本人がそれだけ頑張ってるってわかるとあたしたちもやらないわけにはいかない。
美桜を誘ったのはこの子ならメンバーとして申し分ないって思ったからだし、華があるからセンターも譲った。それでもあたしは美桜の知名度や人気にただ乗っかるつもりはない。自分としても刺激になると思ったから誘った。
踊って歌ってはそれを撮ってチェックする地道な作業の繰り返し。
「特定の役柄とか作品を演じるなら繰り返し練習するのが一番だよ。役者なら役作りとかもあるけど……あ、でも歌手でもあるのかな」
「役作り?」
「うん。その曲がどういう曲なのかが頭に入ってれば歌い方も振りつけも変わってくるでしょ?」
そんなもん聞いた通り──恋の歌なら恋の歌じゃないの、と思ったけど、
「じゃあ、叶音は歌詞だけで頭の中に物語を作れる?」
「え、なによそれ」
「歌って物語みたいなものでしょ。こういう人がこういう体験をした曲なのかな、って言えるところまで役作りできてるかってこと」
考えたこともなかった。もちろん、好きな曲は漠然としたイメージがあるけど、はっきりとイメージしながら聞くなんてしたことない。
「それって絶対、すり合わせたほうがいいわよね?」
「そうだね。一人で聴くならともかく、歌う側に回るなら」
できることはやった。
こんなに練習したのは生まれて初めてかもしれない。
もちろん、今までだってアイドルになるために努力してきたけど、今までやってたのは誰かに見せるためじゃない。練習と言いながら好きなアイドルの真似をしていただけだったとも言える。
でも、今回はステージに立つために練習した。
あたしにとっては初めてのステージ。
昨日の生徒たち向けのライブもどきどきしたし緊張したけど、あたしたちの本番は今日だ。外部の人が入ると人数も熱量もぜんぜん違う。
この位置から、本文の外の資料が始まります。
PR #9498, opened 2016-06-04
bluestore: fix is_allocated() method of bluestore_blob_t

xiexingguo:
Seems we forget to increase the iterator properly.

### DIFF
--- a/src/os/bluestore/bluestore_types.cc
+++ b/src/os/bluestore/bluestore_types.cc
@@ -104,9 +104,7 @@ string bluestore_extent_t::get_flags_string(unsigned flags)
 {
   string s;
   if (flags & FLAG_SHARED) {
-    if (s.length())
-      s += '+';
-    s += "shared";
+    s = "shared";
   }
   return s;
 }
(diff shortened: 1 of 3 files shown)


xiexingguo:
@liewegas Ping.

src/os/bluestore/bluestore_types.cc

ただの学校の体育館だけど、これはちゃんとしたライブだ。
◇ ◇ ◇
前のグループがもうすぐ終わる。
あたしたちはラッキーなことに大トリを任された。
たぶん、美桜がいたからだと思う。でもそれでいい。こいつに負けないくらいの歌とダンスを見せつけてやればいい。
「叶音ちゃん叶音ちゃん。あれ、やらない?」
「あれ?」
「アイドルがよくやってるやつ。番号と掛け声言うの」
「ああ」
そういえばそうだった。
昨日は緊張でそれどころじゃなかったけど、あれもあたしの夢の一つ。
今ならあれができるのか。
「いいわね。やりましょうか」
言えばみんなも頷いて、
「じゃあ、リーダーから」
「え。あんたがリーダーじゃないわけ?」
「わたしはそういう器じゃないよ」
「言い出しっぺは叶音ちゃんでしょっ?」
それはそうだけど。
あたしはしぶしぶ「わかったわよ」と頷くとみんなを促した。
円陣を組んであたしから番号を言っていく。最後に美桜が「5!」と言ったところでリーダー──つまりあたしがグループごとの決め文句を言うんだけど、気の利いたセリフなんて思いつかない。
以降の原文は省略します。